Material supplied:
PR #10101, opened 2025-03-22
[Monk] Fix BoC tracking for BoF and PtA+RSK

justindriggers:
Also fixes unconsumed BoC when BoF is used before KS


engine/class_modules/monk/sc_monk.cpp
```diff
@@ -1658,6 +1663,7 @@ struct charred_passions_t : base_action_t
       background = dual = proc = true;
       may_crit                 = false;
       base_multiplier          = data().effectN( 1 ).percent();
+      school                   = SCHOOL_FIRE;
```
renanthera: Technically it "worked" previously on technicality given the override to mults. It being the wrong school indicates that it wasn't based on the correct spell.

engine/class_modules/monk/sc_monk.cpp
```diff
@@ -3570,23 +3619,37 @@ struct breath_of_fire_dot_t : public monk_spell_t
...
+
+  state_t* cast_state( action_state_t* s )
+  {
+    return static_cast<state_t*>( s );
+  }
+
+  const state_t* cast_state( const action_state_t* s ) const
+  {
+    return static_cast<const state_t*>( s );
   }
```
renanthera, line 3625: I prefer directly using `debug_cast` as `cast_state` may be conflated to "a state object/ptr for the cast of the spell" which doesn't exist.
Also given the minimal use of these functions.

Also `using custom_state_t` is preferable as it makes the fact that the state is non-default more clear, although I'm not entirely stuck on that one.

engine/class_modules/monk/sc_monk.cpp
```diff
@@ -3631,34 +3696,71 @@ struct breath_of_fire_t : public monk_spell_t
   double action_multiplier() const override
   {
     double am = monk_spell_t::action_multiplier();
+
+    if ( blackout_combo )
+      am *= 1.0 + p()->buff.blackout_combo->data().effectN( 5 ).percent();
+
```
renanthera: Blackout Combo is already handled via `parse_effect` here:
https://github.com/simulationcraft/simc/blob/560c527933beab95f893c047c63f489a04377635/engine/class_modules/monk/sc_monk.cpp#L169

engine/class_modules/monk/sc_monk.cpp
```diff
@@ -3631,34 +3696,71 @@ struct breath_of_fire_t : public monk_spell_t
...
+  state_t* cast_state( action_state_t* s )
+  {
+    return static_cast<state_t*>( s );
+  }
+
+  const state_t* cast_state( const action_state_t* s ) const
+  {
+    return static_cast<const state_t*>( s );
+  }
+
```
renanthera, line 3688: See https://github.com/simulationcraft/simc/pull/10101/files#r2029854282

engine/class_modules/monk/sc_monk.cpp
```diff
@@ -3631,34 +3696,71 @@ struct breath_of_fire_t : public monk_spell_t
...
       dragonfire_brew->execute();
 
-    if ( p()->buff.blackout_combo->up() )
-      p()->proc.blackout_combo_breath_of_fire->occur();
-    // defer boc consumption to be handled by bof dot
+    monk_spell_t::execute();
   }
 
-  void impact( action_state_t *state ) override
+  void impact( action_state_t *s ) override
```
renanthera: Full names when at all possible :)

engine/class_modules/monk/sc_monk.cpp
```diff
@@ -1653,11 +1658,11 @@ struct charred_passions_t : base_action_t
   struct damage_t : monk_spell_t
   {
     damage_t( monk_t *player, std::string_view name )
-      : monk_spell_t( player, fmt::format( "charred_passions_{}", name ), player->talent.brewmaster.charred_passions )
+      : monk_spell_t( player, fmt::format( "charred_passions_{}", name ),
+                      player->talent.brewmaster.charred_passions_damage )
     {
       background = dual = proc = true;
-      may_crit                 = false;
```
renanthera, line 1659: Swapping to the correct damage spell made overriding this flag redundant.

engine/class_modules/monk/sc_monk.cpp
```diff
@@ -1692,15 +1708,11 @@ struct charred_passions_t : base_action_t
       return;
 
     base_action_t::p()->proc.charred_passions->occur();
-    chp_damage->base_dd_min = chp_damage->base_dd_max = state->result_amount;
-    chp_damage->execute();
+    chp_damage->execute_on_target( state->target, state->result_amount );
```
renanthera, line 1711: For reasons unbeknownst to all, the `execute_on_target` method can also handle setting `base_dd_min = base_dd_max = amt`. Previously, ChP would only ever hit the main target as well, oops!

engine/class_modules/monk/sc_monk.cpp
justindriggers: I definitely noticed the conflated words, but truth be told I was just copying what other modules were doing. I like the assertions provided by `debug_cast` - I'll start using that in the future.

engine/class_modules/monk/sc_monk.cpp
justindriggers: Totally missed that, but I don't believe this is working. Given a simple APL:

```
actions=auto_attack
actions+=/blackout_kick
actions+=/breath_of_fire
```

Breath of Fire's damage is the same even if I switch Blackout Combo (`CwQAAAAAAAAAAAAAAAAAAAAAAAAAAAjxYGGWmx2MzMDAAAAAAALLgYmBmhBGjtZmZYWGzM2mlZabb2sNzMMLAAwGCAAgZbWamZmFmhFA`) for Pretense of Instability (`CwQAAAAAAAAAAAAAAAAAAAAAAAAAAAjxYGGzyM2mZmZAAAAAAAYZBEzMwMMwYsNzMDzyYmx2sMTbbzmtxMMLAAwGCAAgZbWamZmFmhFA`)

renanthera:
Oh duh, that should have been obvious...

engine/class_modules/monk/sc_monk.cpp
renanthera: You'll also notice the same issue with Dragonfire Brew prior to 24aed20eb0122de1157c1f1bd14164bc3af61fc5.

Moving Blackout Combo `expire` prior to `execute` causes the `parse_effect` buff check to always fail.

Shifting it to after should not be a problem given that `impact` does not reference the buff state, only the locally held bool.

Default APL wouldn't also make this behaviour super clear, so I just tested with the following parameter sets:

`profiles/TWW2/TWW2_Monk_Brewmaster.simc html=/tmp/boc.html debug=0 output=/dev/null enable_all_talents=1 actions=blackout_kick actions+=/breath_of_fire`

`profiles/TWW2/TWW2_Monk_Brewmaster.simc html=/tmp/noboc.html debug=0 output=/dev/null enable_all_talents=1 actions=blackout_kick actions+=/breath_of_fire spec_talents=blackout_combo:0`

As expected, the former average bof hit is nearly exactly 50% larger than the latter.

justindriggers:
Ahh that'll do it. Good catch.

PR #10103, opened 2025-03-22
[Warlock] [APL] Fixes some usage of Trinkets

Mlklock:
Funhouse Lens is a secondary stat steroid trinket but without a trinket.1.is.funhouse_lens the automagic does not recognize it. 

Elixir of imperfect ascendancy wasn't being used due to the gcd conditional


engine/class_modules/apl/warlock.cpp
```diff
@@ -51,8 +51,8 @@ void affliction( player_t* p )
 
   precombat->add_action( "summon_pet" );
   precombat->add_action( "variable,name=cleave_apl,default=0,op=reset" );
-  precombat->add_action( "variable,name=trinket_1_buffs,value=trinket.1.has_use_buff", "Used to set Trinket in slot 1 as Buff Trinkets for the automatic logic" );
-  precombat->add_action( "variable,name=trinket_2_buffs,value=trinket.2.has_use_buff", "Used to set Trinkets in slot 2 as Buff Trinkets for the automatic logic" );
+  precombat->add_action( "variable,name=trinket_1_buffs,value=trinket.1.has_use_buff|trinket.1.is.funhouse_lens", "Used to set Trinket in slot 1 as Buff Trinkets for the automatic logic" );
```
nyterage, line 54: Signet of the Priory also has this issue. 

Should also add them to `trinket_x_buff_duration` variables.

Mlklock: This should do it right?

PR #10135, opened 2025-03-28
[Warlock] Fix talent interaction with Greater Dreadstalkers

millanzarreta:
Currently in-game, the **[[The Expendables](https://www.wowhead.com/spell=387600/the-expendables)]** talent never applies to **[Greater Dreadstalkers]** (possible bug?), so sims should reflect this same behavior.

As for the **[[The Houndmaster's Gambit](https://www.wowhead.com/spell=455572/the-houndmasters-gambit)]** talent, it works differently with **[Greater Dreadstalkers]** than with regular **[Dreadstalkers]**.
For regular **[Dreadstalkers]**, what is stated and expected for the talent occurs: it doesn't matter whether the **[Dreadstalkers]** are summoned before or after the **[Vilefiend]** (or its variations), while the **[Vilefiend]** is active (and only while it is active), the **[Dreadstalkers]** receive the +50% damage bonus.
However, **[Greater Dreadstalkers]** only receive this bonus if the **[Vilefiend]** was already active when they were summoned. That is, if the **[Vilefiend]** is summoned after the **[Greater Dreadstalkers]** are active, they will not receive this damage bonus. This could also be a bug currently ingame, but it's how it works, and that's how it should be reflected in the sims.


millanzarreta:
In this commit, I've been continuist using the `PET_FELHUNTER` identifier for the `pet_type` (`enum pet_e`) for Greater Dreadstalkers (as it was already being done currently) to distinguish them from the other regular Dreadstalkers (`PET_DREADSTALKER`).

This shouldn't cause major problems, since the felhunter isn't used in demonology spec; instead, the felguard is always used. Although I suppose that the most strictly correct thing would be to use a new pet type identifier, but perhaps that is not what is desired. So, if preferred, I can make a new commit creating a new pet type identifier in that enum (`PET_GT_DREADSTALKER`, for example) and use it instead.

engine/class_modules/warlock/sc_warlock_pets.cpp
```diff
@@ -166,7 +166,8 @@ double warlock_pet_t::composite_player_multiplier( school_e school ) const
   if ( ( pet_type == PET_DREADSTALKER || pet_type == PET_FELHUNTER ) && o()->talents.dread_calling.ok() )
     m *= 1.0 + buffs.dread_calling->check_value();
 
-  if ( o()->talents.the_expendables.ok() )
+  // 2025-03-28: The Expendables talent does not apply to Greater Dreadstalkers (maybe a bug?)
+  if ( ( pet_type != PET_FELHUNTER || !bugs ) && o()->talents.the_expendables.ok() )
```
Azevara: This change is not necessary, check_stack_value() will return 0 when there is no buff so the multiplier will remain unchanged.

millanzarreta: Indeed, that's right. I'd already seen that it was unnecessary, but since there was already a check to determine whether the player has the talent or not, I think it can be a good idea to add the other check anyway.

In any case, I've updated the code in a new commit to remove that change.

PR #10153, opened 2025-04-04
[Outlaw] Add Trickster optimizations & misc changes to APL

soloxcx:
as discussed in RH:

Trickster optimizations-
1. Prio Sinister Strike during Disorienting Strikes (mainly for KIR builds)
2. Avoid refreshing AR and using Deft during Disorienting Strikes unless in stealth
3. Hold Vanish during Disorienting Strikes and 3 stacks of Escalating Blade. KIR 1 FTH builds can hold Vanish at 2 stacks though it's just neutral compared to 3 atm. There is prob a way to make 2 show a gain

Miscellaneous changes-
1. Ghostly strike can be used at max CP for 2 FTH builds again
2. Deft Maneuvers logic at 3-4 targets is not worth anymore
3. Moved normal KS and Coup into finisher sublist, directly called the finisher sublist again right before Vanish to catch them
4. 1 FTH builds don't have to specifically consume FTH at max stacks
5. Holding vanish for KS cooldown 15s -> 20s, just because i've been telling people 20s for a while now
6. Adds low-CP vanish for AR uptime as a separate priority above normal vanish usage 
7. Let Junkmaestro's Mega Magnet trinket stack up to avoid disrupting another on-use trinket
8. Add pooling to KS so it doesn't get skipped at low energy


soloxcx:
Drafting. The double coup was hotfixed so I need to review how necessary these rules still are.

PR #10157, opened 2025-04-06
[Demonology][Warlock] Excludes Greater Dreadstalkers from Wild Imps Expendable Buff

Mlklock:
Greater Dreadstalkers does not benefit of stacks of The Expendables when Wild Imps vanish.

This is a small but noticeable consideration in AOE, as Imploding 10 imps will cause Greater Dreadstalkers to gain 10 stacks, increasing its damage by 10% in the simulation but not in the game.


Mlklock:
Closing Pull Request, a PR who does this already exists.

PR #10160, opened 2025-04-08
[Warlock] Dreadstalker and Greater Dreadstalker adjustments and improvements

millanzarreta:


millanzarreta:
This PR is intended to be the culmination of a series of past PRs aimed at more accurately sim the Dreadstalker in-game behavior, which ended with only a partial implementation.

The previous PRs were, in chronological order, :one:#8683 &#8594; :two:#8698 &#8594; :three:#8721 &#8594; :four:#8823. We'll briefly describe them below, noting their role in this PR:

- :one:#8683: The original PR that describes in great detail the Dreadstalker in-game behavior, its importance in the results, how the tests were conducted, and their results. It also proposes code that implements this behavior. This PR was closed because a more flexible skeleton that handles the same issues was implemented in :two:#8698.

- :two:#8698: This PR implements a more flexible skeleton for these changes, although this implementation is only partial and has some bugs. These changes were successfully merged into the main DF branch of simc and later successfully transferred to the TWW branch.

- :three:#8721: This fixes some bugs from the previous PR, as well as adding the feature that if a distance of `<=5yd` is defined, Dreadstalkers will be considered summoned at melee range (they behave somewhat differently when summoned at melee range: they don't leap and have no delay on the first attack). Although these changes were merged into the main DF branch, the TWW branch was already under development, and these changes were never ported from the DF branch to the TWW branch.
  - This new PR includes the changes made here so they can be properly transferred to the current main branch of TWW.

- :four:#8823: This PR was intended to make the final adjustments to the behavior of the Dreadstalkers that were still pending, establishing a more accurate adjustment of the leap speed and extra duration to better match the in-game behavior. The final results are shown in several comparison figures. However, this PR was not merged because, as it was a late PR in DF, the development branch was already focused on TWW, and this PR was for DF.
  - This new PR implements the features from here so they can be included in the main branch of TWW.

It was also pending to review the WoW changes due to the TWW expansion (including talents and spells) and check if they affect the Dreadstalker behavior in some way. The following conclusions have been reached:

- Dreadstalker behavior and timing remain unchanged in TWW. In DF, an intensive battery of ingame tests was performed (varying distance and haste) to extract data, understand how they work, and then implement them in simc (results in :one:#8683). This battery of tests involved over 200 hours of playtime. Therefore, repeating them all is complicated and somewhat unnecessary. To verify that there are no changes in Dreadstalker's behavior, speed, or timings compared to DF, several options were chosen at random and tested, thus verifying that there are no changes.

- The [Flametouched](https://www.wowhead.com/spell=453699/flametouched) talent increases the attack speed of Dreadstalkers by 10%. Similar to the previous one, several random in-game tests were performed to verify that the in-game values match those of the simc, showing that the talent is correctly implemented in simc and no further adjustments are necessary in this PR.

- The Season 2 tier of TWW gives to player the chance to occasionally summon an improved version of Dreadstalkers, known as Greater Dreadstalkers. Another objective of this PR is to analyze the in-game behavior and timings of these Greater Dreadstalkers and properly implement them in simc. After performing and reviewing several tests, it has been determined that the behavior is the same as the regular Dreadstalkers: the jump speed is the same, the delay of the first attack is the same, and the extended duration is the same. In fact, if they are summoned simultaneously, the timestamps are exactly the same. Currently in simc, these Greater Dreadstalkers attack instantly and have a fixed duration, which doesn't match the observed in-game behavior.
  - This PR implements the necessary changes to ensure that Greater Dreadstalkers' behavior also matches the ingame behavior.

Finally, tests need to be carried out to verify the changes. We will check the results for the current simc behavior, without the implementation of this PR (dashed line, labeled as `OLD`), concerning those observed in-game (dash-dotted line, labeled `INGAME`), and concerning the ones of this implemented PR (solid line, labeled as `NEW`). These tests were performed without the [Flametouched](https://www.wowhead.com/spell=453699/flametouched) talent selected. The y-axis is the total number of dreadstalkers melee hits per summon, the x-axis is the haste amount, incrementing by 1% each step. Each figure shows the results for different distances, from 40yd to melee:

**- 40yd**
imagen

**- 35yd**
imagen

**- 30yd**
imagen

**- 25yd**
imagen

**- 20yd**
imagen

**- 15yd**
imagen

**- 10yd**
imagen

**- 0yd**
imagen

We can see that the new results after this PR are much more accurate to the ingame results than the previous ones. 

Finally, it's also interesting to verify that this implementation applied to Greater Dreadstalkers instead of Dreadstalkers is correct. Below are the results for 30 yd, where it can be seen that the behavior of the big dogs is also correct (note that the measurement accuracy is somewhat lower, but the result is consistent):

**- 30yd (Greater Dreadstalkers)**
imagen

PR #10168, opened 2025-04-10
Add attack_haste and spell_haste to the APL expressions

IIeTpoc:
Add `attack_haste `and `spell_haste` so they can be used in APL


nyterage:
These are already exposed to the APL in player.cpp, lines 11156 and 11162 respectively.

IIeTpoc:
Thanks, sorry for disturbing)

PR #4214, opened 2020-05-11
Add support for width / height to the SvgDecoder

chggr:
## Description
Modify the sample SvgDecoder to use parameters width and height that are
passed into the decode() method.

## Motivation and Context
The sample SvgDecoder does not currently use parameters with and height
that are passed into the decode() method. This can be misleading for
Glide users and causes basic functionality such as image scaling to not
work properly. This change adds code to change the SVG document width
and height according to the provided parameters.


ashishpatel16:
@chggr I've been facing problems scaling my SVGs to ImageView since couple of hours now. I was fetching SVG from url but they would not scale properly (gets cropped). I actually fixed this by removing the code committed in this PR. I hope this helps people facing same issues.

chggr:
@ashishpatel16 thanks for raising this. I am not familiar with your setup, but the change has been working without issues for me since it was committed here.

Problem details:
Send back exactly the lines of the listing above starting at the one with "1. Ghostly strike" and ending at the one with "PR #10160, opened 2025-04-08", inclusive, and no others.

The answer:
1. Ghostly strike can be used at max CP for 2 FTH builds again
2. Deft Maneuvers logic at 3-4 targets is not worth anymore
3. Moved normal KS and Coup into finisher sublist, directly called the finisher sublist again right before Vanish to catch them
4. 1 FTH builds don't have to specifically consume FTH at max stacks
5. Holding vanish for KS cooldown 15s -> 20s, just because i've been telling people 20s for a while now
6. Adds low-CP vanish for AR uptime as a separate priority above normal vanish usage 
7. Let Junkmaestro's Mega Magnet trinket stack up to avoid disrupting another on-use trinket
8. Add pooling to KS so it doesn't get skipped at low energy


soloxcx:
Drafting. The double coup was hotfixed so I need to review how necessary these rules still are.

PR #10157, opened 2025-04-06
[Demonology][Warlock] Excludes Greater Dreadstalkers from Wild Imps Expendable Buff

Mlklock:
Greater Dreadstalkers does not benefit of stacks of The Expendables when Wild Imps vanish.

This is a small but noticeable consideration in AOE, as Imploding 10 imps will cause Greater Dreadstalkers to gain 10 stacks, increasing its damage by 10% in the simulation but not in the game.


Mlklock:
Closing Pull Request, a PR who does this already exists.

PR #10160, opened 2025-04-08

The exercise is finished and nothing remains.